Ritual

2.3K 74 2
                                    

Sepekan berjalan, Wulan telah melakukan puasa putih dan mandi setiap tengah malam. Tubuhnya terasa sedikit lemah karena selama sepekan hanya mengonsumsi nasi putih. Tapi dia mengabaikannya.

Niatnya sudah sangat bulat, dan dendamnya pada Doni begitu kuat. Dua hal itu menjadi penyemangatnya dalam melaksanakan syarat dan ritual.

Tibalah hari dia harus melaksanakan syarat terakhir, yakni berendam di pertemuan dua sungai, atau tempuran.

Sesudah magrib Wulan telah menyiapkan diri.
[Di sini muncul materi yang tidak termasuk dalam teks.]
PR #201, opened 2022-02-01
added hash iterators to benchmarks tests

boris-kap:


benchmarks/synchrobench/src/main/java/com/yahoo/oak/OakBenchHash.java
```diff
@@ -62,12 +62,15 @@ public void close() {
...
+        boolean result = createAndScanView(oakHash, length, blackhole);
+
+        return result;
     }
 
     /** {@inheritDoc} **/
     @Override
     public boolean descendOak(BenchKey from, int length, Blackhole blackhole) {
-        throw new UnsupportedOperationException("ALL ITERATORS ARE NOT YET SUPPORTED FOR HASH");
+        throw new UnsupportedOperationException("Descending iterator are not defined for Hash");
```
sanastas, line 74: In `JavaHashMap` the `ascendOak` is invoked when `descendOak` is requested. I think it is reasonable. Why not to implement it the same way here?

benchmarks/synchrobench/src/main/java/com/yahoo/oak/synchrobench/maps/BenchOakMap.java
```diff
@@ -119,23 +118,23 @@ public float nonHeapAllocatedGB() {
 
     /**
      * Iterate over a map and consume the keys/values.
-     * @param subMap subset of the map
+     * @param map map, or its subset
```
sanastas, line 121: One "map" is a typo?

core/src/main/java/com/yahoo/oak/EntryHashSet.java
```diff
@@ -693,4 +693,9 @@ boolean isEntrySetValidAfterRebalance() {
 
         return true;
     }
+
+
```
sanastas, line 697: Please some comment about this method

core/src/main/java/com/yahoo/oak/InternalOakHash.java
```diff
@@ -406,37 +406,35 @@ void printSummaryDebug() {
 
     private static final class IteratorState<K, V> extends BasicIteratorState<K, V> {
 
-        // lastKeyAccessed is used to find the index of the last chunk accessed
-        // but calculating the key hash and extracting the MSBs.
-        //keyBufferValid is used to check the validity of lastKeyAccessed field
-        private KeyBuffer lastKeyAccessed = null;
+        // lastKeyHash is used to find the index of the last chunk accessed by extracting the MSBs.
+        // keyBufferValid is used to check the validity of lastKeyHash field
+        private int lastKeyHash;
```
sanastas, line 411: You may use `EntryHashSet.INVALID_KEY_HASH` as default. It is `-1`

core/src/main/java/com/yahoo/oak/InternalOakHash.java
```diff
@@ -406,37 +406,35 @@ void printSummaryDebug() {
...
         }
 
+        private boolean getKeyValid() {
+            return this.keyBufferValid;
+        }
         @Override
         public void copyState(BasicIteratorState<K, V> other) {
             super.copyState(other);
-            lastKeyAccessed = ((IteratorState<K, V>) other).lastKeyAccessed;
+            lastKeyHash = ((IteratorState<K, V>) other).lastKeyHash;
```
sanastas, line 437: I am adding a comment here, because I cannot add it to the line where I see something strange. Just saw it few lines below, as part of the review:

```
@Override
        protected void initAfterRebalance() {
            //TODO - refactor to use OakReadBuffer without deserializing.
            getState().getChunk().readKeyFromEntryIndex(ctx.tempKey, getState().getIndex());
            // Update the state to point to last returned key.
            initState();
}
```

I wonder what for the following lines are part of the ` initAfterRebalance()` for hash? Is the key used later?
```
//TODO - refactor to use OakReadBuffer without deserializing.
getState().getChunk().readKeyFromEntryIndex(ctx.tempKey, getState().getIndex());
```

sanastas: Also thinking about it. `initAfterRebalance()` is absolutely wrong now. Not that we invested thoughts into this implementation. But now when you are keeping the hash of the last key. `initAfterRebalance()` can be implemented 95% correctly. Similar to `advanceState()` just look for the key with the same hash on the new chunk...

sanastas (approved):
I finished the review. The code looks good to me. Thanks!
Please fix the comments and we will discuss it a bit more.

benchmarks/synchrobench/src/main/java/com/yahoo/oak/OakBenchHash.java
boris-kap: I think it's a bit misleading. But for the sake of unification, we can make it the same as in JavaHashMap

benchmarks/synchrobench/src/main/java/com/yahoo/oak/synchrobench/maps/BenchOakMap.java
boris-kap: no, it's the name of the function parameter

core/src/main/java/com/yahoo/oak/InternalOakHash.java
boris-kap: the function is not implemented, so it can't be wrong :). 
The problem is that splitting a chunk spreads the existing entries between the two new chunks, and the order of keys may change. So , if we just go on scanning, we can either skip some entries or return the same entry twice.

benchmarks/synchrobench/src/main/java/com/yahoo/oak/OakBenchHash.java
sanastas: 👍

core/src/main/java/com/yahoo/oak/InternalOakHash.java
sanastas: That is why I said it is 95% correct and not 100%. Anyway we can refer to it once rebalance is in place.

PR #205, opened 2022-03-22
Add hash to benchmarks

boris-kap:


core/src/main/java/com/yahoo/oak/HashChunk.java
```diff
@@ -332,6 +332,11 @@ HashChunkIter chunkIter(ThreadContext ctx) {
         }
 
 
+        /**
+         * find the index of the next occupied entry in the entryies array
```
sanastas, line 336: The explanation should say the "first" index, this is what name of the function suggests...

core/src/main/java/com/yahoo/oak/EntryHashSet.java
```diff
@@ -665,7 +675,14 @@ boolean isEntryDeleted(ValueBuffer tempValue, int ei) {
         return tempValue.getSlice().isDeleted() != ValueUtils.ValueResult.FALSE;
     }
 
-
+    @Override
+    int getNextNonZeroIndex(int currentIndex) {
+        int nxtIdx = mapOfCleanEntries.nextSetBit(currentIndex + 1);
```
sanastas, line 685: Why do you think it is OK not to use synchronization while reading?

core/src/main/java/com/yahoo/oak/EntryArray.java
```diff
@@ -56,6 +56,7 @@
      */
     protected static final int KEY_REF_OFFSET = 0;
     protected static final int VALUE_REF_OFFSET = 1;
+    protected static final int OPT_FIELD_OFFSET = 2;
```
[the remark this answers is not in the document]
boris-kap: this is the field after the KEY and VALUE fields, so it is always 2, regardless of the additionalFields Count, isn't it?

core/src/main/java/com/yahoo/oak/EntryHashSet.java
boris-kap: if several processes read read the value at the same time, could it be a problem?

core/src/main/java/com/yahoo/oak/EntryArray.java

Beberapa perlengkapan dan syarat sudah dimasukkan dalam tas.

Tepat pukul 22.00, dia mengendarai sepeda motornya seorang diri, menuju pinggiran kota di sebelah selatan, tempat pertemuan dua sungai.

Setelah memarkir sepeda motor di tempat yang dirasa aman, perlahan Wulan menuruni lereng sungai. Dia merasa waswas, takut jika tiba-tiba bertemu ular atau binatang lainnya.

Selangkah demi selangkah, dia menapakkan kaki di tanah pinggir sungai. Hanya ada cahaya bulan yang menjadi penerang di tempat itu. Rumah warga terletak cukup jauh dari situ.

Tubuh Wulan hanya ditutup oleh selembar kain. Perlahan kakinya menyentuh air sungai yang dingin. Wulan mulai ragu saat merasakan dinginnya air. Namun tekadnya kembali bulat saat ingat bahwa ritual lain telah selesai dia lakukan.

Air sungai sudah mencapai betisnya yang putih. Wulan terus melangkah menuju tengah. Dia harus memastikan air sungai mencapai lehernya.

Setelah beberapa menit berendam, dia tidak lagi merasa dingin. Air sungai yang mengalir justru terasa hangat. Matanya yang terpejam, membuatnya setengah mengantuk.

Tiba-tiba Wulan mendengar suara air sungai terpercik, seperti ada seseorang yang melemparkan batu ke sungai. Dia mengabaikan suara itu.

Lalu, terdengar suara mendesis di dekat telinganya. Disusul dengan sesuatu yang panjang dan dingin merayap melilit lehernya. Wulan ketakutan. Dia tahu itu adalah ular.

Saat membuka matanya, ular yang melilitnya memiliki kepala seperti kepala ayam. Mata makhluk itu mengerjap-ngerjap. Sementara, di tepi sungai, dia melihat makhluk lain, bertubuh besar dengan kulit kehijauan. Matanya merah menyala.

Wulan sudah hampir berlari meninggalkan tempat itu. Untung saja dia ingat pesan dari Pak Kromo, bahwa dia harus mengabaikan semua gangguan. Jika tidak, dia tidak akan menikah seumur hidupnya.

Belum cukup 10 menit Wulan melanjutkan ritualnya, telinganya kembali mendengar suara-suara aneh. Bukan gemericik air sungai, tapi seperti air yang mengalir ke sungai.

Dari atas rumpun bambu, mengalir air, seperti seseorang sedang buang air kecil. Wulan menoleh ke atas. Dia melihat sesuatu. Di bawah temaram cahaya bulan, sosok itu tampak seram. Meski samar, Wulan bisa melihat bahwa sosok itu tinggi besar, tubuhnya berbulu.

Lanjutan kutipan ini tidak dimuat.